A mulher disse isso para mim em um micro-ônibus lotado como se me conhecesse há anos. Quase ri, mas algo nos olhos dela me congelou.

Meu nome é Daniela Vargas. Tenho trinta e cinco anos e trabalho como assistente contábil em uma empresa de construção no norte da Cidade do México.

Minha vida era rotina. Silenciosa. Exaustiva.

Noites longas no escritório, ônibus lotados para voltar para casa, um pequeno apartamento alugado em um bairro onde todos sabiam mais do que deveriam.

Por fora, meu casamento com Mauricio parecia normal.

Estávamos juntos há oito anos. Sem filhos. Contas compartilhadas. Espaço compartilhado.

Mas, pouco a pouco, deixamos de compartilhar qualquer outra coisa.

Primeiro vieram as noites fora de casa.
Depois as ligações no corredor.
O telefone sempre virado para baixo.
Banhos longos assim que chegava em casa.

Nada disso era prova concreta.

Então fiquei em silêncio.

Como muitas mulheres, confundi paciência com amor… e rotina com estabilidade.

Naquela tarde, o micro-ônibus estava cheio. Cedi meu lugar a uma senhora idosa carregando sacolas e apoiada em uma bengala.

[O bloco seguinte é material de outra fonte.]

PR #592, opened 2026-06-21
feat: improve accent profile settings

platberlitz:
## Summary

- make Accent Profiles in Appearance settings a collapsible inline drawer with persisted expanded/collapsed state
- keep Save Current visible while profiles are collapsed
- bump seeded accent profiles to 30 total and migrate existing users via the seed version
- More accent profiles because some of them were samey. Added some esoteric ones for the less creative and the lazy (like me)

## Tests
- npm run lint
-  npm run check:frontend-budgets

### DIFF
--- a/public/css/sillybunny-theme.css
+++ b/public/css/sillybunny-theme.css
@@ -4643,6 +4643,20 @@ input[type='range']::-moz-range-thumb {
     gap: 12px;
 }
 
+.sb-accent-profiles-toggle {
+    display: flex;
+    align-items: center;
+    justify-content: space-between;
+    gap: 10px;
+    flex: 1 1 auto;
+    min-width: 0;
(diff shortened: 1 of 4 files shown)


platberlitz:
@Geechan @TheLonelyDevil9 

It works. It was Kimi K2.7 that fixed it of all things, and I spent so much money on frontier to fix this and all it did was overthink and do nothing.

I'm a Kimihead now.

Geechan:
Collapsible drawer is open by default. Ideally, should it be closed by default, to reduce clutter? It's still fairly obvious that the end user can open it later if they need to.

The list is quite long and takes up a lot of real estate. The PR looks good otherwise.

platberlitz:
Should be closed by default now

Geechan (approved):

Antes de descer, ela segurou meu pulso.

“Quando seu marido te der um colar, deixe-o em um copo de água durante a noite.”

“Não confie no que brilha.”

Quis perguntar o que ela queria dizer, mas ela já havia ido embora.

Quando cheguei em casa, quase havia esquecido do episódio.

Às 23h15, Mauricio entrou sorrindo — um sorriso que eu não via há meses.

Ele segurava uma pequena caixa azul.

“Isso é para você”, disse.

Fiquei paralisada.

Mauricio não era do tipo atencioso.

Dentro da caixa havia um colar de ouro com um pingente em forma de gota.

Era lindo.

Demais para o que podíamos pagar.

“Coloque-o”, disse. “Quero ver você usando.”

Não era o que ele disse.
Era como ele disse.

Não era romântico.
Era urgente.

“Vou experimentar mais tarde”, respondi.

O sorriso dele se fechou. “Não demore.”

Quando ele foi para o quarto, fiquei na cozinha, olhando para o colar como se estivesse vivo.

Então me lembrei da senhora.

Sentindo-me boba, enchi um copo com água e coloquei o colar dentro.

Naquela noite, não consegui dormir.

Às seis da manhã, um cheiro estranho me acordou — metálico, azedo, como moedas molhadas.

Caminhei descalça até a cozinha… e congelei.

A água não estava mais clara.

Tornou-se espessa e esverdeada.

O pingente havia se partido.

No fundo do copo havia um pó cinza… e uma tira de metal dobrada.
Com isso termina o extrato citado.